Но сделанное ею движение привлекло к ней внимание Незнакомца. Он встал
и приблизился к ней. Она начала торопливо спускаться по склону горы, но внезапно остановилась и стала ждать Его с внимательным, напряженным выражением в лице. Когда Он подошел к ней, ее невольно тронул его утомленный, страдальческий вид.Он спросил ее, не может ли она указать Ему место для ночлега. Простояв несколько минут в нерешительности, она ответила:
— Брата нет дома, и я не знаю, могу ли я…
Она почувствовала, что Он смотрит на нее, и поспешно продолжала, ясно и открыто встретив Его взор:
— Пойдем со мной, я дам Тебе ночлег!
И поспешными шагами стала она спускаться к городу, впереди Незнакомца. Некоторое время они шли молча; потом она обернулась к Нему и спросила:
— Ты идешь в Иерусалим?
— Да, — рассеянно ответил Он: — в Иерусалим.
— Ты верно издалека? — опять спросила она. — Ты кажешься таким утомленным.

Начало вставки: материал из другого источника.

PR #999, opened 2025-10-27
Add copyright header to 7 files in /packaging

Dan-Flores:


mollyxu:
Thanks for adding these copyright headers! I noticed that [packaging/build_ffmpeg.bat](https://github.com/meta-pytorch/torchcodec/blob/main/packaging/build_ffmpeg.bat) might also need a copyright header

Dan-Flores:
Updated to add copyright header to [packaging/build_ffmpeg.bat](https://github.com/meta-pytorch/torchcodec/blob/main/packaging/build_ffmpeg.bat?rgh-link-date=2025-10-27T19%3A50%3A36Z), but remove it from fake_smoke_test.py where it is not required.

— Да, — ответил Он в прежнем тоне, — Я издалека.
Она сдвинула брови, словно раздраженная Его ответом. Вдруг она посмотрела на Него твердо и пытливо и сказала почти вызывающим голосом:
— Я знаю, кто Ты, — Иисус Назарянин!
Нисколько, по-видимому, не удивленный, Он ответил с загадочной улыбкой:
— И, тем не менее, ты хочешь дать Мне приют в своем доме?
Впервые посмотрел Он внимательно на нее. Она вспыхнула при Его словах, и Его поразило благородное и непорочное выражение ее лица. После того Он не раз взглядывал на нее, и выражение Его собственного лица постепенно делалось светлее. Но Он не говорил больше со своей спутницей.
Она тоже долго хранила молчание; на лице ее отражалась борьба противоречивых чувств. Вдруг она стремительно спросила, не взглянув на Него на этот раз:
— Зачем Ты идешь в Иерусалим? Ведь Ты идешь туда не по собственной воле!
Он взглянул на нее с изумлением, и снова взор Его сделался мрачным и страдальческим.
— Что ты об этом знаешь? — строго ответил Он. Но она продолжала в прежнем тоне:
— Я видела это по Твоему лицу, когда Ты сидел на вершине горы. За что Ты ненавидишь Иерусалим?
— Я ничего не ненавижу, — ответил Он, и его голос был все так же строг, почти суров.
— Так Тебе там угрожает что-нибудь недоброе? — спросила она, по-прежнему не глядя на Него, точно стыдясь своих расспросов, но побуждаемая к ним неотразимой силой.
— Может статься! — беззвучно прошептал Он, но затем спокойно и серьезно посмотрел на нее и сказал:
— Ты угадала, — это так и есть.
— И ты все-таки идешь туда?
— Да, — ответил Он, и прежняя странная улыбка снова показалась на Его устах.
— Этого я не понимаю! — тихо промолвила она и взглянула на него большими, недоумевающими глазами.
Он встретился с ней взглядом.
— Теперь не понимаешь, — кротко сказал Он, — но, может быть, когда-нибудь поймешь.
Она остановилась и посмотрела на Него, побледневшая, расширенным, вопрошающим взглядом. Потом она потупила глаза и продолжала путь, но робко держалась на некотором расстоянии от Незнакомца.